EDITORIAL
Behind the votes for Obama & Rodham Clinton
Published Jan 9, 2008 9:20 PM
The surprisingly strong victory for Barack Obama in the Iowa caucuses and his
close second to Hillary Rodham Clinton in the New Hampshire primary have put
the campaign of the African-American senator from Illinois front and center on
the U.S. political scene and put him neck-and-neck with Clinton. His results
are all the more impressive because they take place in lightly populated states
whose overwhelmingly white voters greatly underrepresent the big-city and
suburban population centers of the country. With these contests showing that a
large number of young white people are enthusiastic supporters of Obama, tens
of millions of people who hadn’t believed it possible that a Black man
might be elected president in the racist U.S. now might think Obama could be
the first.
None of this changes the basic truths about U.S. elections. The presidential
contest remains firmly in the hands of the ruling class and their politicians
in the two big capitalist parties, the Republicans and the Democrats. Who wins
is closely related to the amount of money raised by the candidates and leaves
him or her beholden to the ruling-class donors. Clinton and Obama have been the
biggest fundraisers, even out-raising the Republican candidates. All the
leading candidates of both parties have been firm defenders of U.S. imperialist
interests and big capital all their political careers, still are, and can be
expected to remain so.
Still, Obama’s strong showing amid the large turnouts already has lessons
about the mood of the population. Since Iowa is at least 92-percent and New
Hampshire 94-percent white, it says little about nonwhite voters, who will be
heard from in large numbers only on Jan. 19 and 26 in South Carolina, Jan. 29
in Florida and then on Feb. 5, the so-called Super Tuesday of primaries in more
than 20 states.
The first lesson comes from the large turnout in Iowa for the Democrats, double
the Republican turnout and almost double the Democrats’ 2004 number. A
high proportion of the participants were youthful voters. The high
participation in the Democratic caucuses in Iowa by people calling themselves
“independents,” that is, not members of either party, reflects
their strong revulsion to the Bush gang.
Many post-caucus analysts—including Obama and candidate John Edwards, who
came in second in Iowa just slightly ahead of Clinton and a distant third in
New Hampshire—said that Iowa showed the people wanted change and they
were the candidates who most represented change. Disgust with the Bush gang on
the one hand and perhaps consciousness of impending economic difficulties on
the other has moved the voting population somewhat to the left.
Those selecting Obama seem to be looking beyond his program. John Edwards has a
program that is more pro-labor, pro-health care and anti-war than Obama.
Hillary Rodham Clinton’s domestic program is also more progressive than
Obama’s, although among many anti-war activists she is identified as an
early supporter of the Iraq war who won’t cleanly break with that
position. The voters’ perception of the candidates is not necessarily
connected to the spoken or written promises. If they see Obama as an agent of
change this appears to come from the image he projects.

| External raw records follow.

PR #29895, opened 2025-03-19
build: move rxjs dependency out of root

clydin:
With the migration to `rules_js`, package specific dependencies now only need to be referenced with the source `package.json` for each specific package. The `rxjs` dependency has now been moved to usage locations instead of the root of the repository.


devversion (approved):
clean 🎉

PR #29898, opened 2025-03-19
feat(@angular/build): support a default outputPath option for applications

clydin:
The application builder will now use a default output path when the `outputPath` option is not specified either in the `angular.json` configuration or via the command line.  The default used will be `dist/<project_name>` and be relative to the workspace root. This value is the typical default for new projects. Projects may continue to customize the output path via the option if needed. Existing project behavior and configuration will not be changed.

### DIFF
--- a/packages/angular/build/src/builders/application/options.ts
+++ b/packages/angular/build/src/builders/application/options.ts
@@ -295,7 +295,7 @@ export async function normalizeOptions(
     };
   }
 
-  const outputPath = options.outputPath;
+  const outputPath = options.outputPath ?? path.join(workspaceRoot, 'dist', projectName);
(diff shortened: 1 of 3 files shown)


packages/angular/build/src/builders/application/options.ts
```diff
@@ -295,7 +295,7 @@ export async function normalizeOptions(
     };
   }
 
-  const outputPath = options.outputPath;
+  const outputPath = options.outputPath ?? path.join(projectRoot, 'dist', projectName);
```
alan-agius4, line 298:
```suggestion
  const outputPath = options.outputPath ?? path.join(workspaceRoot, 'dist', projectName);
```

alan-agius4 (approved):

PR #29923, opened 2025-03-25
fix(@angular/build): normalize karma asset paths before lookup

clydin:
When handling a request for a configured asset with the application- based karma unit testing, the asset URL is now normalized to the executing platform's path format before looking up the asset. This is required due to the build file paths being based on the underlying operating system's paths which may not align with a URL's path separator such as when using Windows.


alan-agius4 (approved):

alan-agius4:

PR #29933, opened 2025-03-25
refactor(@angular/build): use newer Node.js `cp` API for asset copying

clydin:
When using Node.js v22 (minimum of v22.11 for v22 with Angular v20), the application build system will now use the Node.js `cp` filesystem API instead of the `copyFile` API. This newer API provides equivalent functionality while also preserving timestamps for copied assets.  Additionally, it supports potential future internal refactorings to support full direct directory copying. Projects built with Node.js v20 will continue to use the `copyFile` API.

### DIFF
--- a/packages/angular/build/src/builders/application/index.ts
+++ b/packages/angular/build/src/builders/application/index.ts
@@ -28,6 +28,8 @@ import {
 import { Result, ResultKind } from './results';
 import { Schema as ApplicationBuilderOptions } from './schema';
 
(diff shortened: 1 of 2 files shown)


alfaproject:
Node 20 won't be supported anymore for Angular 20? Thought only 18 was dropped

clydin:
22.11 is the minimum version of Node.js v22 that can be used with Angular v20.  The `cp` API was stabilized in Node.js 22.3.

alan-agius4 (approved):

PR #29970, opened 2025-03-29
refactor: ensure application js is output as utf8

JeanMeche:


alan-agius4:
Hi @JeanMeche, we output ASCII as it’s more performant.

 See: https://v8.dev/blog/scanner#conclusion:~:text=As%20a%20developer%20you%20can%20further,to%20avoid%20non%2DASCII%20identifiers%20where%20possible

jkrems:
Is this in reference to:

> The easiest way to do so is by minifying your source code, stripping out unnecessary whitespace, **and to avoid non-ASCII identifiers where possible.**

I would've read this as:

"The identifier `a` (latin a) looks the same length as `α` (greek alpha) but the scanner needs to look at one instead of two bytes to parse `a`. You should prefer ASCII identifiers to reduce the number of source bytes."

Turning `ɵ` (2 UTF8 bytes) into `\u0275` (6 bytes) sounds like it would make things slower rather than faster? Or are escape sequences faster than reading the literal characters? Intuitively, escape sequences should require more parsing because they involve number parsing, string-to-number, followed by collapsing that number back into a different string. Potentially also more allocation things because it can't just "slice off" the identifier name from the source string.

jkrems:
Interesting! Thanks for the details. Forgot the latin1 of it all. :)

PR #29979, opened 2025-03-31
refactor(@angular/build): provide a pre-link resolution condition for APF

clydin:
To support future APF changes that may include pre-linked code specific to the Angular version used to create the package, an additional package resolution condition will now be automatically added to the build process for applications. A condition in the form of `angular:linked-<version>`, where `<version>` is the full package version of `@angular/core`, will now be present during application builds. This change in combination with APF changes will allow matching packages to avoid the linking step during a build. Non-version matching packages will continue to function and use the existing linking transformation process.

### DIFF
--- a/packages/angular/build/src/builders/application/options.ts
+++ b/packages/angular/build/src/builders/application/options.ts
@@ -9,7 +9,7 @@
 import type { BuilderContext } from '@angular-devkit/architect';
 import type { Plugin } from 'esbuild';
 import { realpathSync } from 'node:fs';
-import { access, constants } from 'node:fs/promises';
+import { access, constants, readFile } from 'node:fs/promises';
 import { createRequire } from 'node:module';
 import path from 'node:path';
 import { normalizeAssetPatterns, normalizeOptimization, normalizeSourceMaps } from '../../utils';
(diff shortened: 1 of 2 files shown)


packages/angular/build/src/builders/application/options.ts
```diff
@@ -706,3 +707,22 @@ function normalizeExternals(value: string[] | undefined): string[] | undefined {
 
   return [...new Set(value.map((d) => (d.endsWith('/*') ? d.slice(0, -2) : d)))];
 }
+
+async function findFrameworkVersion(projectRoot: string): Promise<string> {
```
alan-agius4, line 711: Any reason why not using the `VERSION` const exported from `@angular/core` directly?

packages/angular/build/src/tools/esbuild/application-code-bundle.ts
```diff
@@ -570,6 +571,12 @@ function getEsBuildCommonOptions(options: NormalizedApplicationBuildOptions): Bu
     'es2015',
     'es2020',
   ];
+  // JIT requires additional metadata not included in the pre-linked code
+  if (!jit) {
```
devversion, line 575: The linker does support preserving JIT code if I remember correctly. Should the APF code run with that mode?

devversion (approved):
🎉

packages/angular/build/src/tools/esbuild/application-code-bundle.ts
clydin: JIT is currently setup to link at runtime with the CLI so i would avoid the extra code for the common AOT case.

PR #31622, opened 2025-10-29
refactor(@angular/build): normalize unit test coverage options for consistency

clydin:
Previously, the unit test builder's `coverage` option was conditional. It was only defined if `coverage: true` was set, and it consolidated several top-level `coverage*` properties from the schema. This required downstream consumers, like the Karma and Vitest executors, to handle a potentially undefined object and led to complex and sometimes incorrect option merging, especially in the Vitest runner.

This commit refactors the option normalization logic to ensure the `coverage` object is *always* defined. A new `enabled` flag, controlled by the main `coverage` option, is now part of this object.

### DIFF
--- a/packages/angular/build/src/builders/unit-test/options.ts
+++ b/packages/angular/build/src/builders/unit-test/options.ts
@@ -96,22 +96,21 @@ export async function normalizeOptions(
     exclude: options.exclude,
     filter,
     runnerName: runner ?? 'vitest',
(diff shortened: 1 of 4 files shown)


clydin:

- main: 4cb985c077ec25fee11a7d581611f8bd43a36dfa
- 21.0.x: b39d0c1054fbb88a1f2358648cf47612577a9fe7

PR #31633, opened 2025-10-29
fix(@angular/build): add `define` option to dev-server

### LINKED ISSUE #28905: ng serve does not support the "define" argument
### Command

serve

### Description

I want to pass environment variables into the application during serve and build. In Angular 19, this works for build: `ng build --define="GGCC_TARGET='hosted'"`, while this doesn't for serve: `ng serve --define="GGCC_TARGET='hosted'"`, with the following error:
```
Error: Unknown argument: define
```

The `--define` argument works for both serve and build commands.

The custom "@ngx-env/builder:application" builder works, but I'd prefer to keep the amount of extra libraries to a minimum. Given how that builder is merely a thin wrapper around "@angular/build:application", I don't see why this couldn't work as I expect out of the box.

clydin:
This change introduces a `define` option to the dev-server builder, allowing users to specify global constants that will be replaced at build time. This provides a convenient way to configure environment-specific variables directly from the dev-server configuration.

The dev-server `define` option is merged with any `define` options present in the underlying build target, with the dev-server's values taking precedence in case of conflicts.

To support testing of this feature, a new `modifyTarget` method has been added to the builder test harness. This helper simplifies the modification of a target's options within a test case. Comprehensive end-to-end tests have been added to verify the replacement, merging, and override behaviors.

Closes #28905

### DIFF
--- a/goldens/public-api/angular/build/index.api.md
+++ b/goldens/public-api/angular/build/index.api.md
@@ -112,6 +112,9 @@ export enum BuildOutputFileType {
 export type DevServerBuilderOptions = {
     allowedHosts?: AllowedHosts;
     buildTarget: string;
+    define?: {
+        [key: string]: string;
+    };
     headers?: {
         [key: string]: string;
     };


clydin:

- main: 42115349d460e7c0a1fdedf8896c0bd511c8c2c7
- 21.0.x: 530d9270e87786594dd8d1956b0806a28650db25

PR #31667, opened 2025-10-31
Add build/serve MCP tools

amishne:
New MCP experimental tools:

* "build" tool: A new MCP tool that allows for one-off, non-watched builds of Angular projects, similar to
      `ng build`.
* "serve" tools: A group of new MCP tools to manage the development server:
  * "start_devserver": Starts the Angular development server as a background process.
  * "stop_devserver": Stops a running development server.
  * "wait_for_devserver_build": Waits for a build to complete and reports the logs.

Notes:

* Implementation mostly follows the design doc for build/serve/test workflow.
* The currently-alive devservers are stored as part of the MCP context, and so are maintained across tool invocations.
* Build progress detection relies on hardcoding expected strings to match - see "dev-server.ts".
* Beyond the unit tests, also tested manually in Gemini CLI.
* A bunch of tools, included these new ones, just return basic unweighted structured content, so added a utility function in a "utils.ts" file for that functionality.

### DIFF
--- a/packages/angular/cli/src/commands/mcp/dev-server.ts
+++ b/packages/angular/cli/src/commands/mcp/dev-server.ts
@@ -1,0 +1,148 @@
+/**
+ * @license
+ * Copyright Google LLC All Rights Reserved.
+ *
+ * Use of this source code is governed by an MIT-style license that can be
+ * found in the LICENSE file at https://angular.dev/license
+ */
+
+import { ChildProcess } from 'child_process';
+import { Host } from './host';
+
+// Log messages that we want to catch to identify the build status.
+
+const BUILD_SUCCEEDED_MESSAGE = 'Application bundle generation complete.';
+const BUILD_FAILED_MESSAGE = 'Application bundle generation failed.';
+const WAITING_FOR_CHANGES_MESSAGE = 'Watch mode enabled. Watching for file changes...';
+const CHANGES_DETECTED_START_MESSAGE = '❯ Changes detected. Rebuilding...';
+const CHANGES_DETECTED_SUCCESS_MESSAGE = '✔ Changes detected. Rebuilding...';
+
+const BUILD_START_MESSAGES = [CHANGES_DETECTED_START_MESSAGE];
+const BUILD_END_MESSAGES = [
+  BUILD_SUCCEEDED_MESSAGE,
+  BUILD_FAILED_MESSAGE,
+  WAITING_FOR_CHANGES_MESSAGE,
+  CHANGES_DETECTED_SUCCESS_MESSAGE,
+];
+
+export type BuildStatus = 'success' | 'failure' | 'unknown';
+
+/**
+ * An Angular development server managed by the MCP server.
+ */
+export interface DevServer {
+  /**
+   * Launches the dev server and returns immediately.
+   *
+   * Throws if this server is already running.
+   */
+  start(): void;
+
+  /**
+   * If the dev server is running, stops it.
+   */
+  stop(): void;
+
+  /**
+   * Gets all the server logs so far (stdout + stderr).
+   */
+  getServerLogs(): string[];
+
+  /**
+   * Gets all the server logs from the latest build.
+   */
+  getMostRecentBuild(): { status: BuildStatus; logs: string[] };
+
+  /**
+   * Whether the dev server is currently being built, or is awaiting further changes.
+   */
+  isBuilding(): boolean;
+
+  /**
+   * `ng serve` port to use.
+   */
+  port: number;
+}
+
+export function devServerKey(project?: string) {
+  return project ?? '<default>';
+}
+
+/**
+ * A local Angular development server managed by the MCP server.
+ */
+export class LocalDevServer implements DevServer {
+  readonly host: Host;
+  readonly port: number;
+  readonly project?: string;
+
+  private devServerProcess: ChildProcess | null = null;
+  private serverLogs: string[] = [];
+  private buildInProgress = false;
+  private latestBuildLogStartIndex?: number = undefined;
+  private latestBuildStatus: BuildStatus = 'unknown';
+
+  constructor({ host, port, project }: { host: Host; port: number; project?: string }) {
+    this.host = host;
+    this.project = project;
+    this.port = port;
+  }
+
+  start() {
+    if (this.devServerProcess) {
+      throw Error('Dev server already started.');
+    }
+
+    const args = ['serve'];
+    if (this.project) {
+      args.push(this.project);
+    }
+
+    args.push(`--port=${this.port}`);
+
+    this.devServerProcess = this.host.spawn('ng', args, { stdio: 'pipe' });
+    this.devServerProcess.stdout?.on('data', (data) => {
+      this.addLog(data.toString());
+    });
+    this.devServerProcess.stderr?.on('data', (data) => {
+      this.addLog(data.toString());
+    });
+    this.devServerProcess.stderr?.on('close', () => {
+      this.stop();
+    });
+    this.buildInProgress = true;
+  }
+
+  private addLog(log: string) {
+    this.serverLogs.push(log);
+
+    if (BUILD_START_MESSAGES.some((message) => log.startsWith(message))) {
+      this.buildInProgress = true;
+      this.latestBuildLogStartIndex = this.serverLogs.length - 1;
+    } else if (BUILD_END_MESSAGES.some((message) => log.startsWith(message))) {
+      this.buildInProgress = false;
+      // We consider everything except a specific failure message to be a success.
+      this.latestBuildStatus = log.startsWith(BUILD_FAILED_MESSAGE) ? 'failure' : 'success';
+    }
+  }
+
+  stop() {
+    this.devServerProcess?.kill();
+    this.devServerProcess = null;
+  }
+
+  getServerLogs(): string[] {
+    return [...this.serverLogs];
+  }
+
+  getMostRecentBuild() {
+    return {
+      status: this.latestBuildStatus,
+      logs: this.serverLogs.slice(this.latestBuildLogStartIndex),
+    };
+  }
+
+  isBuilding() {
+    return this.buildInProgress;
+  }
+}
--- a/packages/angular/cli/src/commands/mcp/mcp-server.ts
+++ b/packages/angular/cli/src/commands/mcp/mcp-server.ts
@@ -10,15 +10,25 @@ import { McpServer } from '@modelcontextprotocol/sdk/server/mcp.js';
 import path from 'node:path';
 import type { AngularWorkspace } from '../../utilities/config';
 import { VERSION } from '../../utilities/version';
+import { DevServer } from './dev-server';
 import { registerInstructionsResource } from './resources/instructions';
 import { AI_TUTOR_TOOL } from './tools/ai-tutor';
 import { BEST_PRACTICES_TOOL } from './tools/best-practices';
+import { BUILD_TOOL } from './tools/build';
+import { START_DEVSERVER_TOOL } from './tools/devserver/start-devserver';
+import { STOP_DEVSERVER_TOOL } from './tools/devserver/stop-devserver';
+import { WAIT_FOR_DEVSERVER_BUILD_TOOL } from './tools/devserver/wait-for-devserver-build';
 import { DOC_SEARCH_TOOL } from './tools/doc-search';
 import { FIND_EXAMPLE_TOOL } from './tools/examples';
 import { MODERNIZE_TOOL } from './tools/modernize';
 import { ZONELESS_MIGRATION_TOOL } from './tools/onpush-zoneless-migration/zoneless-migration';
 import { LIST_PROJECTS_TOOL } from './tools/projects';
 import { AnyMcpToolDeclaration, registerTools } from './tools/tool-registry';
+
+/**
+ * Tools to manage devservers. Should be bundled together, then added to experimental or stable as a group.
+ */
+const SERVE_TOOLS = [START_DEVSERVER_TOOL, STOP_DEVSERVER_TOOL, WAIT_FOR_DEVSERVER_BUILD_TOOL];
 
 /**
  * The set of tools that are enabled by default for the MCP server.
@@ -37,7 +47,7 @@ const STABLE_TOOLS = [
  * The set of tools that are available but not enabled by default.
  * These tools are considered experimental and may have limitations.
  */
-export const EXPERIMENTAL_TOOLS = [MODERNIZE_TOOL] as const;
+export const EXPERIMENTAL_TOOLS = [BUILD_TOOL, MODERNIZE_TOOL, ...SERVE_TOOLS] as const;
 
 export async function createMcpServer(
   options: {
@@ -104,6 +114,7 @@ equivalent actions.
       workspace: options.workspace,
       logger,
       exampleDatabasePath: path.join(__dirname, '../../../lib/code-examples.db'),
+      devServers: new Map<string, DevServer>(),
     },
     toolDeclarations,
   );
--- a/packages/angular/cli/src/commands/mcp/tools/build.ts
+++ b/packages/angular/cli/src/commands/mcp/tools/build.ts
@@ -1,0 +1,111 @@
+/**
+ * @license
+ * Copyright Google LLC All Rights Reserved.
+ *
+ * Use of this source code is governed by an MIT-style license that can be
+ * found in the LICENSE file at https://angular.dev/license
+ */
+
+import { z } from 'zod';
+import { CommandError, Host, LocalWorkspaceHost } from '../host';
+import { createStructuredContentOutput } from '../utils';
+import { McpToolDeclaration, declareTool } from './tool-registry';
+
+const DEFAULT_CONFIGURATION = 'development';
+
+const buildStatusSchema = z.enum(['success', 'failure']);
+type BuildStatus = z.infer<typeof buildStatusSchema>;
+
+const buildToolInputSchema = z.object({
+  project: z
+    .string()
+    .optional()
+    .describe(
+      'Which project to build in a monorepo context. If not provided, builds the default project.',
+    ),
+  configuration: z
+    .string()
+    .optional()
+    .describe('Which build configuration to use. Defaults to "development".'),
+});
+
+export type BuildToolInput = z.infer<typeof buildToolInputSchema>;
+
+const buildToolOutputSchema = z.object({
+  status: buildStatusSchema.describe('Build status.'),
+  logs: z.array(z.string()).optional().describe('Output logs from `ng build`.'),
+  path: z.string().optional().describe('The output location for the build, if successful.'),
+});
+
+export type BuildToolOutput = z.infer<typeof buildToolOutputSchema>;
+
+export async function runBuild(input: BuildToolInput, host: Host) {
+  // Build "ng"'s command line.
+  const args = ['build'];
+  if (input.project) {
+    args.push(input.project);
+  }
+  args.push('-c', input.configuration ?? DEFAULT_CONFIGURATION);
+
+  let status: BuildStatus = 'success';
+  let logs: string[] = [];
+  let outputPath: string | undefined;
+
+  try {
+    logs = (await host.runCommand('ng', args)).logs;
+  } catch (e) {
+    status = 'failure';
+    if (e instanceof CommandError) {
+      logs = e.logs;
+    } else if (e instanceof Error) {
+      logs = [e.message];
+    } else {
+      logs = [String(e)];
+    }
+  }
+
+  for (const line of logs) {
+    const match = line.match(/Output location: (.*)/);
+    if (match) {
+      outputPath = match[1].trim();
+      break;
+    }
+  }
+
+  const structuredContent: BuildToolOutput = {
+    status,
+    logs,
+    path: outputPath,
+  };
+
+  return createStructuredContentOutput(structuredContent);
+}
+
+export const BUILD_TOOL: McpToolDeclaration<
+  typeof buildToolInputSchema.shape,
+  typeof buildToolOutputSchema.shape
+> = declareTool({
+  name: 'build',
+  title: 'Build Tool',
+  description: `
+<Purpose>
+Perform a one-off, non-watched build using "ng build". Use this tool whenever the user wants to build an Angular project; this is similar to
+"ng build", but the tool is smarter about using the right configuration and collecting the output logs.
+</Purpose>
+<Use Cases>
+* Building an Angular project and getting build logs back.
+</Use Cases>
+<Operational Notes>
+* This tool runs "ng build" so it expects to run within an Angular workspace.
+* If you want a watched build which updates as files are changed, use "start_devserver" instead, which also serves the app.
+* You can provide a project instead of building the root one. The "list_projects" MCP tool could be used to obtain the list of projects.
+* This tool defaults to a development environment while a regular "ng build" defaults to a production environment. An unexpected build
+  failure might suggest the project is not configured for the requested environment.
+</Operational Notes>
+`,
+  isReadOnly: false,
+  isLocalOnly: true,
+  inputSchema: buildToolInputSchema.shape,
+  outputSchema: buildToolOutputSchema.shape,
+  factory: () => (input) => runBuild(input, LocalWorkspaceHost),
+});
--- a/packages/angular/cli/src/commands/mcp/tools/build_spec.ts
+++ b/packages/angular/cli/src/commands/mcp/tools/build_spec.ts
@@ -1,0 +1,99 @@
+/**
+ * @license
+ * Copyright Google LLC All Rights Reserved.
+ *
+ * Use of this source code is governed by an MIT-style license that can be
+ * found in the LICENSE file at https://angular.dev/license
+ */
+
+import { CommandError, Host } from '../host';
+import { MockHost } from '../testing/mock-host';
+import { runBuild } from './build';
+
+describe('Build Tool', () => {
+  let mockHost: MockHost;
+
+  beforeEach(() => {
+    mockHost = {
+      runCommand: jasmine.createSpy<Host['runCommand']>('runCommand').and.resolveTo({ logs: [] }),
+      stat: jasmine.createSpy<Host['stat']>('stat'),
+      existsSync: jasmine.createSpy<Host['existsSync']>('existsSync'),
+    } as Partial<MockHost> as MockHost;
+  });
+
+  it('should construct the command correctly with default configuration', async () => {
+    await runBuild({}, mockHost);
+    expect(mockHost.runCommand).toHaveBeenCalledWith('ng', ['build', '-c', 'development']);
+  });
+
+  it('should construct the command correctly with a specified project', async () => {
+    await runBuild({ project: 'another-app' }, mockHost);
+    expect(mockHost.runCommand).toHaveBeenCalledWith('ng', [
+      'build',
+      'another-app',
+      '-c',
+      'development',
+    ]);
+  });
+
+  it('should construct the command correctly for a custom configuration', async () => {
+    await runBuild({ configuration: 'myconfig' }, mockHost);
PR #31676, opened 2025-11-03
refactor(@angular/build): improve vitest `runnerConfig` support via plugin

clydin:
Refactors the Vitest unit test runner to use a dedicated plugin for merging builder-defined configurations with user-provided configurations from a `runnerConfig` file.

Previously, the configuration merging logic was handled directly in the executor, which had limitations and did not always correctly apply user overrides. By moving this logic into a Vitest plugin, we leverage Vitest's intended extension mechanism, ensuring a more robust and predictable merge of configurations. This significantly improves the ability for users to customize their test setup.

Adds a new test suite to verify that common custom configurations, such as custom reporters, file exclusions, option overrides, and environment settings, are correctly applied from a `vitest.config.ts` file.


alan-agius4:

- main: ae1b00db177c99a1dd217fccfa1fec302a8b69ca
- 21.0.x: 5dd4f8f04c874ad6fd1f43356276f1fafbe8a692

Former Rep. Cynthia McKinney, who is running an independent progressive
campaign in the Reconstruction Party and contending for nomination of the Green
Party, was interviewed following the Iowa caucuses. She took a critical view of
Obama’s team and program, and what she believes could be a negative
impact on the struggle for Black rights. McKinney points out that Obama’s
main foreign policy adviser is Zbigniew Brzezinski, the ultimate Democratic
Party cold warrior.
Of course Clinton’s foreign policy advisers, like Madeleine Albright and
Richard Holbrooke, are the people who planned and executed the war against
Yugoslavia. And McKinney doesn’t let her and Edwards off the hook on
this. But in discussing Obama, McKinney also notes that by playing down the
differences in how Black and white are treated in the U.S., Obama does nothing
to help, for example, the people displaced from New Orleans by Hurricane
Katrina.
There is little doubt that an Obama campaign that looks successful will draw
the fire of the most virulent racists in the U.S. This will happen even if the
majority of the ruling class is content to have him run and even to win.
Clinton, who has been in the public eye for 15 years, has already drawn the
fire of the worst sexists and male chauvinists. It would be naive to think the
reactionary Republican Party will campaign without trying to manipulate
backward sentiments of racism and/or sexism.
With an Obama candidacy, working-class and revolutionary organizations will
have to stay sensitive to the impact of racism on the electoral campaign, even
as the left differentiates itself from Obama as well as the Republican. The
left will also have to adjust its approach should there be an active
intervention of the population in the electoral process, especially if an
economic or war crisis arises during the election.